PROBLEM DESCRIPTION | Lines below that include "specified" are the answer; copy each one.

(Stored data entries)
PR #574, opened 2024-03-06
Update sharing checks for MPS

elezar:
These changes refactor the sharing checks when processing a Allocate request.

The behaviour that allows `failRequestGreaterThanOne` to control whether multiple devices can be allocated is maintained for TimeSlicing, but this setting is ignored for MPS sharing.

This aligns with the behaviour for the GKE plugin with the exception that we do not "merge" partitions if multiples are requested in a single device. This can be added as a future extension (see https://github.com/NVIDIA/k8s-device-plugin/pull/586).

Closes https://github.com/NVIDIA/cloud-native-team/issues/48

### DIFF
--- a/CHANGELOG.md
+++ b/CHANGELOG.md
@@ -4,6 +4,7 @@
 - Add `cdi-cri` device list strategy. This uses the CDIDevices CRI field to request CDI devices instead of annotations.
 - Set MPS memory limit by device index and not device UUID. This is a workaround for an issue where
   these limits are not applied for devices if set by UUID.
+- Update MPS sharing to disallow requests for multiple devices if MPS sharing is configured.
 
 ### Version v0.15.0-rc.1
 - Import GPU Feature Discovery into the GPU Device Plugin repo. This means that
--- a/api/config/v1/config.go
+++ b/api/config/v1/config.go
@@ -53,6 +53,14 @@ func NewConfig(c *cli.Context, flags []cli.Flag) (*Config, error) {
 
 	config.Flags.UpdateFromCLIFlags(c, flags)
 
+	// We explicitly set sharing.mps.failRequestsGreaterThanOne = true
+	// This can be relaxed in certain cases -- such as a single GPU -- but
+	// requires additional logic around when it's OK to combine requests and
+	// makes the semantics of a request unclear.
+	if config.Sharing.MPS != nil {
+		config.Sharing.MPS.FailRequestsGreaterThanOne = true
+	}
+
 	return config, nil
 }
 
--- a/internal/rm/rm.go
+++ b/internal/rm/rm.go
@@ -115,19 +115,36 @@ func (r *resourceManager) Devices() Devices {
 var errInvalidRequest = errors.New("invalid request")
 
 // ValidateRequests checks the requested IDs against the resource manager configuration.
-// This asserts that all requested IDs are known to the resource manager and that the request is
+// It asserts that all requested IDs are known to the resource manager and that the request is
 // valid for a specified sharing configuration.
-// specified sharing configuration is respected.
 func (r *resourceManager) ValidateRequest(ids AnnotatedIDs) error {
+	// Assert that all requested IDs are known to the resource manager
 	for _, id := range ids {
 		if !r.devices.Contains(id) {
 			return fmt.Errorf("%w: unknown device: %s", errInvalidRequest, id)
 		}
 	}
+
 	// If the devices being allocated are replicas, then (conditionally)
 	// error out if more than one resource is being allocated.
-	if len(ids) > 1 && r.config.Sharing.ReplicatedResources().FailRequestsGreaterThanOne && ids.AnyHasAnnotations() {
-		return fmt.Errorf("%w: maximum request size for shared resources is 1; found %d", errInvalidRequest, len(ids))
+	includesReplicas := ids.AnyHasAnnotations()
+	numRequestedDevices := len(ids)
+	switch r.config.Sharing.SharingStrategy() {
+	case spec.SharingStrategyTimeSlicing:
+		if includesReplicas && numRequestedDevices > 1 && r.config.Sharing.ReplicatedResources().FailRequestsGreaterThanOne {
+			return fmt.Errorf("%w: maximum request size for shared resources is 1; found %d", errInvalidRequest, numRequestedDevices)
+		}
+	case spec.SharingStrategyMPS:
+		// For MPS sharing, we explicitly ignore the FailRequestsGreaterThanOne
+		// value in the sharing settings.
+		// This setting was added to timeslicing after the initial release and
+		// is set to `false` to maintain backward compatibility with existing
+		// deployments. If we do extend MPS to allow multiple devices to be
+		// requested, the MPS API will be extended separately from the
+		// time-slicing API.
+		if includesReplicas && numRequestedDevices > 1 {
+			return fmt.Errorf("%w: maximum request size for shared resources is 1; found %d", errInvalidRequest, numRequestedDevices)
+		}
 	}
 	return nil
 }
--- a/internal/rm/rm.go
+++ b/internal/rm/rm.go
@@ -17,6 +17,7 @@
 package rm
 
 import (
+	"errors"
 	"fmt"
 	"strings"
 
@@ -42,6 +43,7 @@ type ResourceManager interface {
 	GetDevicePaths([]string) []string
 	GetPreferredAllocation(available, required []string, size int) ([]string, error)
 	CheckHealth(stop <-chan interface{}, unhealthy chan<- *Device) error
+	ValidateRequest(AnnotatedIDs) error
 }
 
 // NewResourceManagers returns a []ResourceManager, one for each resource in 'config'.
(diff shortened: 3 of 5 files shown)


api/config/v1/sharing_test.go
```diff
@@ -0,0 +1,197 @@
...
+							},
+						},
+					},
+				},
+			},
+		},
+		{
+			input: `{
+				"mps": {
+					"failRequestsGreaterThanOne": false,
```
cdesiniotis, line 90: Question -- what does it effectively mean if `failRequestsGreaterThanOne=false` and in my pod spec I request multiple `nvidia.com/gpu` resources for my container (both for MPS and time-slicing)? For MPS specifically, does requesting multiple `nvidia.com/gpu` resources increase the amount of compute / memory allocated to the container? Or does it just limit the amount of countable resources available for other containers?

cdesiniotis (approved):
LGTM. Left a question for my general understanding.

api/config/v1/sharing_test.go
klueska: I don't even think we should have this option for MPS -- or if we do, it should give you multiple slices, instead of 1 (which we can't do currently because we limit the size of each slice at the control daemon level).

elezar: The issue is that we don't have control over which devices the kubelet is allocating and cannot guarantee that the devices / slices are on the same device. We can relax this restriction IF there is only a single device this is what the GKE plugin does here: https://github.com/GoogleCloudPlatform/container-engine-accelerators/blob/cf2cc6e7a7d0ed2c2d2c2373fcc7fad7233b8be6/pkg/gpu/nvidia/gpusharing/gpusharing.go#L33-L50

Note that they do combine multiple MPS slices since they set the MPS envvars for the container based on the number of requested devices on a single device:  https://github.com/GoogleCloudPlatform/container-engine-accelerators/blob/cf2cc6e7a7d0ed2c2d2c2373fcc7fad7233b8be6/pkg/gpu/nvidia/manager.go#L312-L325

The intent of this change was only to ensure that this option is set to `true` by default for MPS, but I'm also happy to not allow this to be changed.

elezar:
@cdesiniotis @klueska I have changed the implementation here to not rely on `failRequestsGreaterThanOne` for MPS sharing. This option was added after the initial timeslicing work and is only set to default to maintain backward compatibility. I would rather -- once it is required -- add a new option (e.g. `allowRequestsGreaterThanOne`) that would allow users to opt-in to allowing this kind of sharing.

CHANGELOG.md
```diff
@@ -2,6 +2,7 @@
 
 - Bump CUDA base image version to 12.3.2
 - Add `cdi-cri` device list strategy. This uses the CDIDevices CRI field to request CDI devices instead of annotations.
+- Update MPS sharing to disalow requests for multiple devices if MPS sharing is configured.
```
tariq1890, line 5:
```suggestion
- Update MPS sharing to disallow requests for multiple devices if MPS sharing is configured.
```

internal/rm/rm.go
```diff
@@ -110,6 +112,35 @@ func (r *resourceManager) Devices() Devices {
...
+		}
+	}
+	// If the devices being allocated are replicas, then (conditionally)
+	// error out if more than one resource is being allocated.
+	includesReplicas := ids.AnyHasAnnotations()
+	numRequestedDevices := len(ids)
+	switch r.config.Sharing.SharingStrategy() {
+	case spec.SharingStrategyTimeSlicing:
+		if includesReplicas && numRequestedDevices > 1 && r.config.Sharing.ReplicatedResources().FailRequestsGreaterThanOne {
+			return fmt.Errorf("%w: maximum request size for shared resources is 1; found %d", errInvalidRequest, numRequestedDevices)
```
tariq1890, line 134: I don't see the point of using a wrapped error here, as it is just a string constant. We could consider using a custom struct  that implements the `Error` interface.

elezar: The main reason for wrapping the error here is to allow testing for the singpost errors in the unit tests. I suppose I could update the tests to check the error contents.

If you have suggestions on how to make this robust, I'd be happy to update this (possibly as a follow up).

cdesiniotis (approved):

api/config/v1/config.go
```diff
@@ -53,6 +53,13 @@ func NewConfig(c *cli.Context, flags []cli.Flag) (*Config, error) {
...
 	config.Flags.UpdateFromCLIFlags(c, flags)
 
+	// We explicitly set sharing.mps.failRequestsGreaterThanOne = true
+	// This can be relaxed in certain cases -- such as a single GPU -- but
+	// requires additional logic around when it's OK to combine requests and
+	// makes the semantics of a request unclear.
+	if config.Sharing.MPS != nil {
+		config.Sharing.MPS.FailRequestsGreaterThanOne = true
+	}
 	return config, nil
```
klueska, line 63:
```suggestion
	}
	
	return config, nil
```

internal/rm/rm.go
```diff
@@ -110,6 +112,35 @@ func (r *resourceManager) Devices() Devices {
 	return r.devices
 }
 
+var errInvalidRequest = errors.New("invalid request")
+
+// ValidateRequests checks the requested IDs against the resource manager configuration.
+// This asserts that all requested IDs are known to the resource manager and that the request is
+// valid for a specified sharing configuration.
+// specified sharing configuration is respected.
```
klueska, line 120:
```suggestion
// ValidateRequests checks the requested IDs against the resource manager configuration.
// It asserts that all requested IDs are known to the resource manager and that the request is
// valid for a specified sharing configuration.
```

internal/rm/rm.go
```diff
@@ -110,6 +112,35 @@ func (r *resourceManager) Devices() Devices {
...
+func (r *resourceManager) ValidateRequest(ids AnnotatedIDs) error {
+	for _, id := range ids {
+		if !r.devices.Contains(id) {
+			return fmt.Errorf("%w: unknown device: %s", errInvalidRequest, id)
+		}
+	}
```
klueska, line 126:
```suggestion
	// Assert that all requested IDs are known to the resource manager
	for _, id := range ids {
		if !r.devices.Contains(id) {
			return fmt.Errorf("%w: unknown device: %s", errInvalidRequest, id)
		}
	}
	
```

internal/rm/rm.go
```diff
@@ -110,6 +112,35 @@ func (r *resourceManager) Devices() Devices {
...
+	switch r.config.Sharing.SharingStrategy() {
+	case spec.SharingStrategyTimeSlicing:
+		if includesReplicas && numRequestedDevices > 1 && r.config.Sharing.ReplicatedResources().FailRequestsGreaterThanOne {
+			return fmt.Errorf("%w: maximum request size for shared resources is 1; found %d", errInvalidRequest, numRequestedDevices)
+		}
+	case spec.SharingStrategyMPS:
+		if includesReplicas && numRequestedDevices > 1 {
+			return fmt.Errorf("%w: maximum request size for shared resources is 1; found %d", errInvalidRequest, numRequestedDevices)
+		}
+	}
```
klueska, line 140: Do we actually need this switch anymore since you now do this early on?:
```
	if config.Sharing.MPS != nil {
		config.Sharing.MPS.FailRequestsGreaterThanOne = true
	}
```

elezar: It's not strictly necessary, but this switch makes it simpler to add extensions where we allow more flexibility for MPS. It also makes it clear that that the behaviour for MPS *may* be different to timeslicing.

It also ensures that modifications to the config (after we set the value as you point out above) doesn't change the behaviour.

I'm willing to change it if we think that we'd rather not have this now.

klueska: OK; since they are identical for now, can we at least change it to:
```
switch r.config.Sharing.SharingStrategy() {
	case spec.SharingStrategyTimeSlicing:
		if includesReplicas && numRequestedDevices > 1 && r.config.Sharing.ReplicatedResources().FailRequestsGreaterThanOne {
			return fmt.Errorf("%w: maximum request size for shared resources is 1; found %d", errInvalidRequest, numRequestedDevices)
	case spec.SharingStrategyMPS:
		if includesReplicas && numRequestedDevices > 1 && r.config.Sharing.ReplicatedResources().FailRequestsGreaterThanOne {
			return fmt.Errorf("%w: maximum request size for shared resources is 1; found %d", errInvalidRequest, numRequestedDevices)
}
```
or
```
switch r.config.Sharing.SharingStrategy() {
	case spec.SharingStrategyTimeSlicing:
	case spec.SharingStrategyMPS:
		if includesReplicas && numRequestedDevices > 1 && r.config.Sharing.ReplicatedResources().FailRequestsGreaterThanOne {
			return fmt.Errorf("%w: maximum request size for shared resources is 1; found %d", errInvalidRequest, numRequestedDevices)
}
```
Meaning, keep the switch, but keep the logic itself the same.

elezar: I'm willing to make the change, but would like to make an additional case against it. I thought we agreed that the `failRequestsGreaterThanOne` and the semantics around it is a workaround for what should have been the correct default behaviour for timeSlicing. I would rather *not* carry this forward into the MPS implementation. Ideally I would have introduced a different type for the MPS `ReplicatedResources`, but deemed that reusing the existing defintion would be simpler in terms of the affect on other labelling code.

Note that we are setting the value to `true` for cosmetic reason -- so that the user doesn't see `failRequestsGreaterThanOne: false` when the config is printed to the logs -- and should not affect the behaviour. Once we extend the MPS API to be richer (we talked about supporting something like mixed mig profiles) we would replace the data structure and no longer need to deal with this flag directly.

klueska: Honestly, I don't feel too strongly either way. Maybe having a comment to the effect of what you wrote above would help. Otherwise, it appears to the casual reader of the code as if we made a mistake, and overlooked the fact that we *should* be doing the exact same operation in both places.

internal/rm/rm.go
tariq1890: We could create a struct that implements the Error interface. The struct could have the relevant fields populated during the time of instantiating the error. The implementing `Error` method could print out the error message based on the struct fields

COMPLETED EXERCISE |
 // valid for a specified sharing configuration.
-// specified sharing configuration is respected.
+// valid for a specified sharing configuration.
+// specified sharing configuration is respected.
// valid for a specified sharing configuration.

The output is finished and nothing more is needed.